### WORK REQUIRED
Scan the data below and pick out the lines containing the word "takes".
============================================================
PR #7845, opened 2023-05-19
fix(perf): set better limits on analyze_rule

### LINKED ISSUE #7839: filter-irrelevant-rule causes memory/perf blowup on some rules
**Describe the bug**
https://semgrep.dev/playground/s/E2B5 takes forever (> 13 minutes).

So does https://semgrep.dev/playground/s/LbgX (rule = `kotlin_faster_but_longer.yaml`, target = `kotlin_slow_import.kt`). However, though this one is longer, it takes less time (2 minutes)

The two rules are pretty similar; the shorter rule has deleted some patterns compared to the longer rule.

**To Reproduce**

Create files from the playground example.

```
➜  misc semgrep --config kotlin_faster_but_longer.yaml kotlin_slow_import.kt -d
➜  misc sc -json -rules /Users/emma/.semgrep/semgrep_rules.json -j 12 -targets /Users/emma/.semgrep/semgrep_targets.txt -timeout 30 -timeout_threshold 3 -max_memory 0 -json_time -fast -debug
[0.043  Info       Main.Core_CLI        ] Executed as: /Users/emma/workspace/semgrep/_build/install/default/bin/semgrep-core -json -rules /Users/emma/.semgrep/semgrep_rules.json -j 12 -targets /Users/emma/.semgrep/semgrep_targets.txt -timeout 30 -timeout_threshold 3 -max_memory 0 -json_time -fast -debug
[0.043  Info       Main.Core_CLI        ] Version: semgrep-core version: 1.22.0
[0.043  Info       Main.Run_semgrep     ] Parsing /Users/emma/.semgrep/semgrep_rules.json:
[0.049  Info       Main.Run_semgrep     ] extracting nested content from 1 files
[0.049  Info       Main.Run_semgrep     ] processing 1 files, skipping 0 files
[0.000  Info       Main.Run_semgrep     ] [51223] Analyzing kotlin_slow_import.kt
[0.897  Warning    Main.Memory_limit    ] [51223] [kotlin_slow_import.kt] large heap size: 673 MiB (memory limit is 0 MiB). If a crash follows, you could suspect OOM.
[1.496  Warning    Main.Memory_limit    ] [51223] [kotlin_slow_import.kt] large heap size: 1024 MiB (memory limit is 0 MiB). If a crash follows, you could suspect OOM.
[2.484  Warning    Main.Memory_limit    ] [51223] [kotlin_slow_import.kt] large heap size: 1791 MiB (memory limit is 0 MiB). If a crash follows, you could suspect OOM.
[8.372  Warning    Main.Memory_limit    ] [51223] [kotlin_slow_import.kt] large heap size: 4765 MiB (memory limit is 0 MiB). If a crash follows, you could suspect OOM.
[15.810 Warning    Main.Memory_limit    ] [51223] [kotlin_slow_import.kt] large heap size: 8335 MiB (memory limit is 0 MiB). If a crash follows, you could suspect OOM.
[28.459 Warning    Main.Memory_limit    ] [51223] [kotlin_slow_import.kt] large heap size: 14578 MiB (memory limit is 0 MiB). If a crash follows, you could suspect OOM.
[60.922 Error      Main.Analyze_rule    ] [51223] CNF size exploded on rule id ktor_request_xss
```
============================================================
### SOLUTION
https://semgrep.dev/playground/s/E2B5 takes forever (> 13 minutes).
So does https://semgrep.dev/playground/s/LbgX (rule = `kotlin_faster_but_longer.yaml`, target = `kotlin_slow_import.kt`). However, though this one is longer, it takes less time (2 minutes)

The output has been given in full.